The Prime Ministers Advisor on Finance Dr. Miftah Ismail paid visit to several western capitals to woo and gather their support in response to the U.S motion to place Pakistan on FATF list. Other ministers also went to FATF countries to garner their support.

With all these diplomatic efforts, Pakistan ended getting support from only Turkey, Saudi Arabia and China.

During the initial meeting, efforts to place Pakistan on FATF list were opposed by Turkey, Saudi Arabia and China which caused Foreign Minister Khawaja Asif to tweet that Pakistan had earned a reprieve from being placed on the grey list.

But all that changed during the second review motion called by the U.S, where it convinced Saudi Arabia to withdraw its support for Pakistan and China’s miffed silence allowed it sail through despite stiff opposition by Turkey.

This begs the question over China, one of Pakistan’s closest friend and trading partner not oppose the move to place it on FATF’s grey list during the second review motion.

The Advisor on Finance and Economic Affairs, Miftah Ismail has said that placing Pakistan on the terror financing watch-list by the Financial Action Task Force (FATF) will not affect the economy.

An inter-governmental body with an objective to set standards and promote effective implementation of legal, regulatory, and operational measures to combat money laundering, terrorist financing, and other related threats to international finance, the FATF aims to generate the required political will to bring about changes in national public policies.

While talking to a private news channel, Miftah said that some countries, including the United States had been pushing to put Pakistan into the watch-list of terror financing countries in the FATF. However, he added that Pakistan would have to focus on long-term planning and implement an “action plan” to thwart such activities by other countries in the future.

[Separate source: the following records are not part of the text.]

PR #1317, opened 2026-08-07
one_d4: expression indexes for username search + the retention-delete index (#1313 items 10–11)

aaylward:
## What

Items 10 **and 11** of #1313 — the two index follow-ups from the holistic altitude pass.

### Item 10: username search (expression indexes)

Two compiler paths emit the same case-folded username predicate, `LOWER(white_username) = LOWER(?)` OR'd across sides: the browse UI's username search (`white.username = "x" OR black.username = "x"` through the STRING_COLUMNS equality branch — the highest-traffic consumer) and the participation guard every perspective-field query runs. No plain column index can serve either — both sides are case-folded — so this was the full-table scan on the player-search path, and with a 5-connection pool, five concurrent player searches held every connection for the full 10s serving-read bound from #1314.

- **Postgres**: two expression indexes, `idx_game_features_white_username ON game_features(LOWER(white_username))` and the black twin. One per side, not a composite: an OR across two columns is answered by a BitmapOr of two independent scans, and a BitmapOr's output is unordered, so a composite with `played_at` couldn't skip the sort either — it would only double index weight on the hottest-write table.
- **H2**: plain-column indexes under the same names — pure write cost there (a plain index can't serve a `LOWER(...)` predicate on H2 either), carried for migration-path parity; the one H2 deployment (the MCP server's boot-scoped in-memory store) makes both costs negligible.

### Item 11: the retention-delete index

`DELETE FROM game_features WHERE indexed_at < ?` runs hourly under the 120s sweep bound from #1314; unindexed, a sweep that hit the bound rolled back having made **no forward progress** and retried the identical table scan an hour later — a ratchet that never advances. The delete is one statement, so a cancel always rolls the whole pass back; what `idx_game_features_indexed_at` (plain b-tree, dialect-neutral) changes is the **cost** side — the steady-state delete walks straight to the expired rows and *finishes* inside the bound. (`LIMIT`-batched deletes remain the next tool if a backlog ever outgrows the bound; deferred.)

## Tests

- **`PostgresPlayerIndexTest`** (new, in `pg_db_tests`): `EXPLAIN` under `enable_seqscan = off` must name both username indexes and contain no Seq Scan — for the guard's compiled query *and* the UI's browse-search query. Reachability, deliberately not planner choice (the javadoc explains why the DAO's `LIMIT`/`OFFSET` suffix is excluded). A behavioral twin pins case-insensitive matching on both colors through the real DAO, on both compiler paths.
- **`PostgresRetentionIndexTest`** (new, in `pg_db_tests`): the sweep's exact DELETE shape must reach `idx_game_features_indexed_at`, same technique.
- **`MigrationTest`**: index presence *and columns* on H2 (a stand-in redirected at the wrong column kept the name the first assertion looked for), plus the compiled predicate shape for both username paths, plus the retention index's column.
- **`SqlCompilerTest`**: a `player` with no perspective field in play adds **no** participation guard, pinned in both directions — documented contract (the guard repairs perspective resolution, it doesn't scope), pinned because the aggregate half is a footgun (item 14 on #1313).

Mutation checks, all killed against real Postgres 16 / H2: white index losing its `LOWER`; black index redirected at the white column; the STRING_COLUMNS compiler branch losing its `LOWER`; the H2 stand-in redirected at the wrong column; the retention index redirected at `played_at`; and the retention index's creation dropped from `run()`.

## Review panel

3-lens read-only panel (correctness, tests, altitude) on item 10, each lens self-refuting; all survivors applied — including the altitude lens's coverage-hole find (the browse path was unpinned) and cursor[bot]'s re-review nits across both rounds (javadoc narrowing, `doesNotContain("Seq Scan")`, H2 column pins, the first-deploy SHARE-lock ops note, and the truncated-pass semantics correction above). Item 11 follows the exact pattern the panel settled for item 10.

Housekeeping from the tests lens: the libpq→pgjdbc URL helper, previously copied into four PG suites (about to be five), now lives once in `PgTestUrls` under `:test_db`; all five suites use it.

## Verification

- Full `//domains/games/apis/one_d4/...` sweep (62/62) + `chessql` compiler suite green, including all five PG-gated suites against a real local PostgreSQL 16 (zero skips). CI additionally runs `postgres:18`.
- `scripts/format-java` + buildifier run; no lockfile churn.

## Follow-ups on #1313

Item 14 (the unguarded-aggregate footgun: `player` + plain filter on `/v1/aggregate` aggregates the whole corpus presented as the player's) and item 15 (stale README H2-storage claim) remain filed there.

### DIFF
--- a/domains/games/apis/one_d4/BUILD.bazel
+++ b/domains/games/apis/one_d4/BUILD.bazel
@@ -583,6 +583,7 @@ java_test_suite(
     srcs = [
         "src/test/java/com/muchq/games/one_d4/db/PostgresAggregateCompatTest.java",
         "src/test/java/com/muchq/games/one_d4/db/PostgresConcurrentWriteTest.java",
+        "src/test/java/com/muchq/games/one_d4/db/PostgresPlayerIndexTest.java",
         "src/test/java/com/muchq/games/one_d4/db/PostgresReadTimeoutTest.java",
     ],
     env_inherit = ["PG_TEST_DB_URL"],
--- a/domains/games/apis/one_d4/BUILD.bazel
+++ b/domains/games/apis/one_d4/BUILD.bazel
@@ -585,6 +585,7 @@ java_test_suite(
         "src/test/java/com/muchq/games/one_d4/db/PostgresConcurrentWriteTest.java",
         "src/test/java/com/muchq/games/one_d4/db/PostgresPlayerIndexTest.java",
         "src/test/java/com/muchq/games/one_d4/db/PostgresReadTimeoutTest.java",
+        "src/test/java/com/muchq/games/one_d4/db/PostgresRetentionIndexTest.java",
     ],
     env_inherit = ["PG_TEST_DB_URL"],
     # One shared scratch database: concurrent DB tests drop each other's schemas.
@@ -596,6 +597,7 @@ java_test_suite(
         ":db",
         ":dto",
         ":model",
+        ":test_db",
         "//domains/games/libs/chessql:compiler",
         "//domains/games/libs/chessql:parser",
         artifact("org.assertj:assertj-core"),
@@ -608,6 +610,7 @@ java_library(
     name = "test_db",
     testonly = True,
     srcs = [
+        "src/test/java/com/muchq/games/one_d4/db/PgTestUrls.java",
         "src/test/java/com/muchq/games/one_d4/db/TestDb.java",
     ],
     visibility = ["//visibility:public"],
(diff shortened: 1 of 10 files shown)


aaylward:
All four nits taken in df05cfc:

1. **Class javadoc narrowed** — `MigrationTest` owns compiler-shape drift on H2 now; this suite's unique claim is the index side of the contract.
2. **Plan pins assert `doesNotContain("Seq Scan")`** on both paths, so the assertions say what the javadoc sells.
3. **H2 stand-ins pinned to their columns**, not just names — and the redirect-at-the-wrong-column mutation is killed (it survived the name-only assertion, as predicted).
4. **First-deploy ops note** added to the Migration javadoc, including why `CONCURRENTLY + IF NOT EXISTS` would be the worse trade.

All suites re-run green against local Postgres 16 (the intervening red run was the sandbox's postgres dying, not the diff).

---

Pakistan has been provided three months to carry out action against terror financing and money-laundering.

Also, experts were off the view the country’s financial and trade ties with its counterparts could stutter in the wake of being placed on FATF list. From 2011-2015, Pakistan had been on FATF’s watchlist and was able to secure a $6.6 billion IMF loan without any problems.

But NUST Islamabad School of Sciences and Humanities and Dean, Dr. Ashfaque Hasan Khan believes this time the situation Pakistan would face is very different from what it was during 2012-15, as Europe wasn’t affront with any major terrorist activities.

He added, Pakistan being placed back on FATF list could cause global financial institutions to downgrade its credit rating and would require paying a higher premium on floatation of Eurobonds.

Dr. Khan said foreign direct investment (FDI) could also be dented due to rise in investment-risk factor and stock exchange may experience a fall in foreign portfolio investment. He said opening letters of credit could become costlier, which would raise the country’s cost of doing business, which was already on the higher side.

In a press briefing last week, National Bank of Pakistan President Saeed Ahmed expressed fears Pakistani banks would encounter difficulties in carrying out financial transactions, if it was placed on FATF’s grey list.

According to EMG Hermes CEO, Muzammil Aslam the country’s foreign policy needs to be fixed and concentrate more on mending its relationship with the world instead of doing more on FATF front, whose decisions were driven by international political motives.

Mr. Aslam advised Pakistan should float Eurobonds within the next two to three months to enhance its foreign exchange reserves before upcoming elections in July 2018.

There are fears abound Pakistan could face import payment crisis by June 2018 as foreign exchange reserves are declining quickly due to increasing current account deficit.